`GetSession(response http.ResponseWriter, request *http.Request, doAntiCsrfCheck bool) (Session, error)`

response
- description: Response writer object from your API handler
request
- description: Request writer object from your API handler
doAntiCSRFCheck
- description: If enable_anti_csrf (in the SuperTokens config.yaml) is set to false, this value will be considered as false even if value true is passed

`GetSession(c *gin.Context, doAntiCsrfCheck bool) (Session, error)`

c
- description: Context object from your API handler
doAntiCSRFCheck
- description: If enable_anti_csrf (in the SuperTokens config.yaml) is set to false, this value will be considered as false even if value true is passed

Session on successful verification of a session. To know more about the Session object, click here
GeneralError
UnauthorizedError
- This is thrown if a session does not exist, or has been revoked (if blacklisting is switched on).
- When this is thrown, all the relevant auth cookies are cleared by this function call, so you can redirect the user to a login page.
TryRefreshTokenError
- This will be thrown if JWT verification fails. This happens, for example, if the token has expired or the JWT signing key has changed.
- This will be thrown if CSRF protection is on and anti-csrf token is missing or invalid.
- When this is thrown, none of the auth cookies are removed - you should return a session expired status code which will instruct your frontend to call the refresh token API endpoint.

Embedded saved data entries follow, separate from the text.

PR #440, opened 2023-07-25
feat!: correctly interpret `/**/*` paths

Skn0tt:
This came up over in this forums post: https://answers.netlify.com/t/please-clarify-documentation-for-edge-functions-excludedpath/97443

Given the path `/**/*.html`, i'd expect it to match both `/foo.html` and `/sub/foo.html`. With our current handling, only `/sub/foo.html` is matched however - i've demonstrated this in a test added in the first commit of this PR.

After reading into this, it turns out that the special meaning of `**` [was introduced "recently" in 2010](https://www.linuxjournal.com/content/globstar-new-bash-globbing-option) and is called `globstar`. We don't have it enabled for edge functions currently, which means that `/**/*.html` is equivalent to `/*/*.html`. This probably comes at a surprise to our customers.

This PR enables the globstar option. This is a breaking change to what we implemented, and i'm unsure what's the best way of rolling this out. Here's a matrix for how it'd change behaviour:

|  | matched paths, currently  | with `globstar` |
|- |-| -|
| `/*.html` | `/foo.html`, `/sub/foo.html` | `/foo.html` |
| `/**/*.html` | `/sub/foo.html` | `/foo.html`, `/sub/foo.html`|

This would essentially break sites that have an edge function at `/*`, so i'm really unsure if this is a change we can make now 🤔  Let's have a discussion on that.

### DIFF
--- a/node/config.test.ts
+++ b/node/config.test.ts
@@ -198,7 +198,7 @@ test('Loads function paths from the in-source `config` function', async () => {
   expect(routes[2]).toEqual({ function: 'framework-func1', pattern: '^/framework-func1/?$', excluded_patterns: [] })
   expect(routes[3]).toEqual({ function: 'user-func1', pattern: '^/user-func1/?$', excluded_patterns: [] })
   expect(routes[4]).toEqual({ function: 'user-func3', pattern: '^/user-func3/?$', excluded_patterns: [] })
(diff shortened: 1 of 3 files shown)


Skn0tt:
closing in favor of https://github.com/netlify/edge-bundler/pull/392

This function will mostly never require an I/O operation since we are using JWT access tokens (assuming that blacklisting is disabled).
If doAntiCsrfCheck is true and enable_anti_csrf (in the SuperTokens config.yaml) is set to true, this function also provides CSRF protection. We strongly recommend that you set it to true for any non-GET API that requires user auth (except for the refresh session API).
May change the access token - but this is taken care of by this function and our frontend SDKs. You do need to worry about handling this.